If he does, he can keep his Irish average up to date whilst also gaining some entitlement to a UK pension.


----------



## Ann1 (2 Sep 2011)

Gervan
I've had a look at the link but I cannot find where it says you can pay voluntary contributions in the south while working and paying NI in Northern Ireland. I would be interested if you have any information on this.


----------



## gipimann (2 Sep 2011)

It's stated very clearly in the welfare link posted above that you cannot pay PRSI contributions (or their equivalent) in more than one EU country at any time, so voluntary PRSI contributions cannot be made.

_Under EU legislation it not possible for a person to be subject to the social insurance systems of two or more member states at the same time. This means that you cannot pay Voluntary Contributions in Ireland at the same time as you are in insurable employment, self-employment, receiving credited contributions or paying Voluntary Contributions in another EU member state. _

The UK contributions can be combined with the Irish contributions to qualify for an Irish pension.


----------



## Gervan (2 Sep 2011)

Hi Ann1. The OP's husband will be paying NI contributions as a Paye worker in Uk because it is compulsory. The contributions will be deducted from his gross wage. According to the new UK pension qualification rules, each year's contrubution will later entitle him to one thirtieth of the full pension.

Assuming he has the Prsi history here to qualify to pay voluntary Prsi, and is 


> between the age of 16 and 66 and no longer covered by compulsory  PRSI by way of insurable employment, self-employment or credited  contributions.
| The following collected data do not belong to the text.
PR #1036, opened 2016-11-23
Remove contributors from MIT license

CodeTheory:
@leo Updated here as well. 😄

### DIFF
--- a/LICENSE.md
+++ b/LICENSE.md
@@ -1,6 +1,6 @@
 # MIT License
 
-Copyright (c) 2016 Zeit, Inc. and contributors
+Copyright (c) 2016 Zeit, Inc.
 
 Permission is hereby granted, free of charge, to any person obtaining a copy
 of this software and associated documentation files (the "Software"), to deal


leo:
😊

caesar:
Why? (Unless you have a contributor agreement which assigns you copyright on all contributions, the previous version was correct and the new version is factually false…)
Just curious :-)

CodeTheory:
Surely the old version assigned responsibility, legally, to all contributors @caesar? This would require ZEIT, who this project actually belongs to, to include contributors in a lot of things legally?

caesar:
But that's not really how copyright works… I'm not sure what you mean by 'responsibility', but anyone who writes any code (or anything else) owns the copyright in it, unless they explicitly assign that copyright to someone else. So technically, the copyright in each line of the code belongs to the individual who wrote it, not to Zeit.

Of course, since it's all MIT licensed, this isn't a practical problem – though it does mean that you can't change the license later, without permission from every contributor.

But still, technically, the old version was right and the new version is wrong, unless every contributor explicitly assigns their copyright to Zeit.

Anyway – as I haven't contributed (yet?) I have no stake here, I was just browsing the changelog and thought it was a bit odd.

PR #1048, opened 2016-11-28
Fix a bug related to the alpha hex calculation

### LINKED ISSUE #873: Transparency breaks until config is reloaded
Currently, whenever I open hyper, the window is drawn fully opaque regardless of the `background` setting. If I do a full reload, transparency on the window is re-enabled. This does not work with a normal reload.

I'm currently running hyper with `--enable-transparent-visuals` and `--disable-gpu` as recommended and my system is running:

```
OS:         Arch Linux x64
WM:         bspwm
Compositor: compton
```

I suspect this is a problem with my window manager moving or resizing the window after it's been created, although, after a full reload, I can move and scale the window without a problem, floating or not. 

My `.hyper.js` is:

```
module.exports = {
  config: {
    fontSize: 13,
    fontFamily: 'Menlo, "DejaVu Sans Mono", "Lucida Console", monospace',
    cursorColor: 'rgba(248,28,229,0.75)',
    cursorShape: 'BLOCK',
    foregroundColor: '#fff',
    backgroundColor: 'rgba(0,0,0,0)',
    borderColor: '#333',
    css: '',
    termCSS: '',
    padding: '0px',

    colors: {
      black: '#000000',
      red: '#ff0000',
      green: '#33ff00',
      yellow: '#ffff00',
      blue: '#0066ff',
      magenta: '#cc00ff',
      cyan: '#00ffff',
      white: '#d0d0d0',
      lightBlack: '#808080',
      lightRed: '#ff0000',
      lightGreen: '#33ff00',
      lightYellow: '#ffff00',
      lightBlue: '#0066ff',
      lightMagenta: '#cc00ff',
      lightCyan: '#00ffff',
      lightWhite: '#ffffff'
    },
    shell: ''
  },
  plugins: [],
  localPlugins: []
};
```

dkniffin:
I was running into an issue on OSX, where I'd set the backgroundColor to something like `'rgba(0, 0, 0, 0.8)'`, and everything would look great, until I closed Hyper, and re-opened it. Once I did that, it would still have transparency, but it'd be more transparent.

I tracked this down to the change I made. Basically, what was being done before is `0.8` would be converted to the decimal number 80, which is not correct. What should happen is that `0.8` should be a percentage of 100% opacity, which is 255, then converted to a hex string (via `toString(16)`). Hopefully that makes sense.

I'm not 100% sure, but I think this might also resolve #873, but I'd need @Lindenk to confirm.

### DIFF
--- a/app/utils/to-electron-background-color.js
+++ b/app/utils/to-electron-background-color.js
@@ -8,6 +8,8 @@ module.exports = bgColor => {
   if (color.alpha() === 1) {
     return color.hexString();
   }
-  // (╯°□°）╯︵ ┻━┻
-  return '#' + Math.floor(color.alpha() * 100) + color.hexString().substr(1);
+
+  // http://stackoverflow.com/a/11019879/1202488
+  const alphaHex = Math.round(color.alpha() * 255).toString(16);
+  return '#' + alphaHex + color.hexString().substr(1);
 };


dkniffin:
Not sure if I should add this comment or not: `// ┬──┬ ノ( ゜-゜ノ)`

Lindenk:
Well, the behavior is different this time. Rather than starting with an all white background, it looks normal until a reload, which might be what this fixes for me. Unfortunately transparency doesn't work at all now.

I'm running the default config with only the following `hyper.js` changes:

```
backgroundColor: 'rgba(0,0,0,0.6)',

showHamburgerMenu: true,
``` 

Well it was worth a try :smile: 

hyper_transparancy_bug

Lindenk:
Wait wait, apparently this only seems to be a problem when running in dev mode. Also, it looks like `--enable-transparent-visuals` and `--disable-gpu` weren't passed to the app when running in dev mode. It seems to work correctly when fully built for release.

dkniffin:
@Lindenk So does this PR fix #873?

Lindenk:
This seems to fix (the more important) half of the issue. I'll make a new issue on the remaining problem with `full-reload`, but otherwise, yes this PR does fix the majority of the problem. Thanks!

SirTimmyTimbit:
+1 happens in Windows too.

SirTimmyTimbit:
Please can someone review this? I've been having the same problem on Windows 10 x64, Hyper 1.0.0.

dkniffin:
Not exactly sure who has write access to this project, but looking at some recently merged PRs, @rauchg seems to. Would you mind taking a look over this and merging it? Thanks!

ppot:
Can you rebase to latest master? @dkniffin

dkniffin:
@ppot Done.

PR #4407, opened 2020-03-22
add command handler to uncatch keyboard event if search is closed

### LINKED ISSUE #3929: 5bc8e0b (on canary) breaks <esc> key
- [ ] I am on the [latest](https://github.com/zeit/hyper/releases/latest) Hyper.app version

- **OS version and name**: Linux
- **Hyper.app version**: 6f96d9f (latest commit on canary branch)
- **Link of a [Gist](https://gist.github.com/) with the contents of your .hyper.js**: N/A

## Issue
Commit 5bc8e0b introduces in each of the `app/keymaps` files the properties `editor:search` and `editor:search-close`. The value for the latter, `"esc"`, is unfortunate because it's global, is an extremely relevant key for `vim` users, and also factors into terminal shortcuts (at least when using `bash`).

Might it be possible to enable `editor:search-close` only when actually searching? This would keep it from interfering when not using the search feature. Alternatively, might a different key sequence be used (such as `shift+esc`)?

LabhanshAgrawal:
Fixes #3929 
Added a check to see if searchbox is open before dispatching the `SESSION_SEARCH_CLOSE` action and set `catched` to false if it isn't so that xterm is able to receive it.
Doing it by using a command handler, had to provide `dispatch` to command handlers for this to work.

Do test it out to see if it's working properly, and not impacting any plugins.

### DIFF
--- a/lib/actions/sessions.ts
+++ b/lib/actions/sessions.ts
@@ -145,13 +145,19 @@ export function onSearch(uid?: string) {
   };
 }
 
-export function closeSearch(uid?: string) {
+export function closeSearch(uid?: string, keyEvent?: any) {
   return (dispatch: HyperDispatch, getState: () => HyperState) => {
     const targetUid = uid || getState().sessions.activeUid!;
-    dispatch({
-      type: SESSION_SEARCH_CLOSE,
-      uid: targetUid
-    });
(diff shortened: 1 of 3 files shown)


Stanzilla:
Worked well here, thank you!

PR #4509, opened 2020-04-24
Use pseudo element to highlight active tab

eertmanhidde:
Just installed this great terminal few minutes ago but I was having a hard time seeing which term was actually being focused when having multiple terms open. So I added some overlay to non-active terms to highlight the active term.

Example of the result: https://gyazo.com/8823a13e8707bbcebc330b90953b46a0

### Improvements

* Don't use hardcoded white overlay color but a config color
* Add option to enable or disable this overlay in the config

### DIFF
--- a/lib/components/term.tsx
+++ b/lib/components/term.tsx
@@ -423,9 +423,26 @@ export default class Term extends React.PureComponent<TermProps> {
 
         <style jsx global>{`
           .term_fit {
+            position: relative;
             display: block;
             width: 100%;
             height: 100%;
+          }
+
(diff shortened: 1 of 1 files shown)


LabhanshAgrawal:
Shouldn't this be possible to do from the 'css' field in .hyper.js
Or maybe through a plugin

bet4it:
Many themes have implemented this. You could try `hyper-snazzy`.

eertmanhidde:
Closed since made this PR too quickly before checking for other plugins that have my fix already in them.

PR #4527, opened 2020-04-29
Show more plugins when use command list-remote

bet4it:
There are so many plugins on npm and many of them don't use `hyper-` as prefix.
Formatted by eslint.

### DIFF
--- a/cli/index.ts
+++ b/cli/index.ts
@@ -13,8 +13,6 @@ import got from 'got';
 import ora from 'ora';
 import * as api from './api';
 
-const PLUGIN_PREFIX = 'hyper-';
-
 let commandPromise: Promise<void>;
 
 const assertPluginName = (pluginName: string) => {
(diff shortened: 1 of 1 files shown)


LabhanshAgrawal:
the prefix things seems good, but isn't 250 a bit too many, I think 50 should be good.

bet4it:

 he can opt to pay voluntary Prsi contributions. He doesn't have to, and it will depend on which rules apply in the year he reaches pension age as to whether it's worth it or not. 


I know one can't pay _Voluntary_ contributions in two EU countries at the same time, but it is possible to pay compulsory in one and voluntary in another, depending on the qualifying conditions.


----------



## Ann1 (2 Sep 2011)

Thank you gipimann.....I though I was missing something when I read it.....lol.


----------



## Ann1 (2 Sep 2011)

Hi Gervan...I am interested in this because my hubby is working in Northern Ireland also and paying NI contributions. I thought you meant he could pay voluntary PRSI in the South at the same time....but obviously not.....


----------



## remey (2 Sep 2011)

Thanks for the feedback.
Ann1 does your husband have a uk bank account?


----------



## Tomorrow (2 Sep 2011)

Hi there

My self and my husband work in NI and live in ROI. (me self employed, him employed)

For employees there is no need to file tax returns or pay extra stamps.

Any National Insurance you pay in NI will count towards your Irish stamps.

There is also no issue in relation to opening a sterling bank account using your Irish address.

Hope this helps

Tomorrow


----------



## Ann1 (2 Sep 2011)

remey said:


> Thanks for the feedback.
> Ann1 does your husband have a uk bank account?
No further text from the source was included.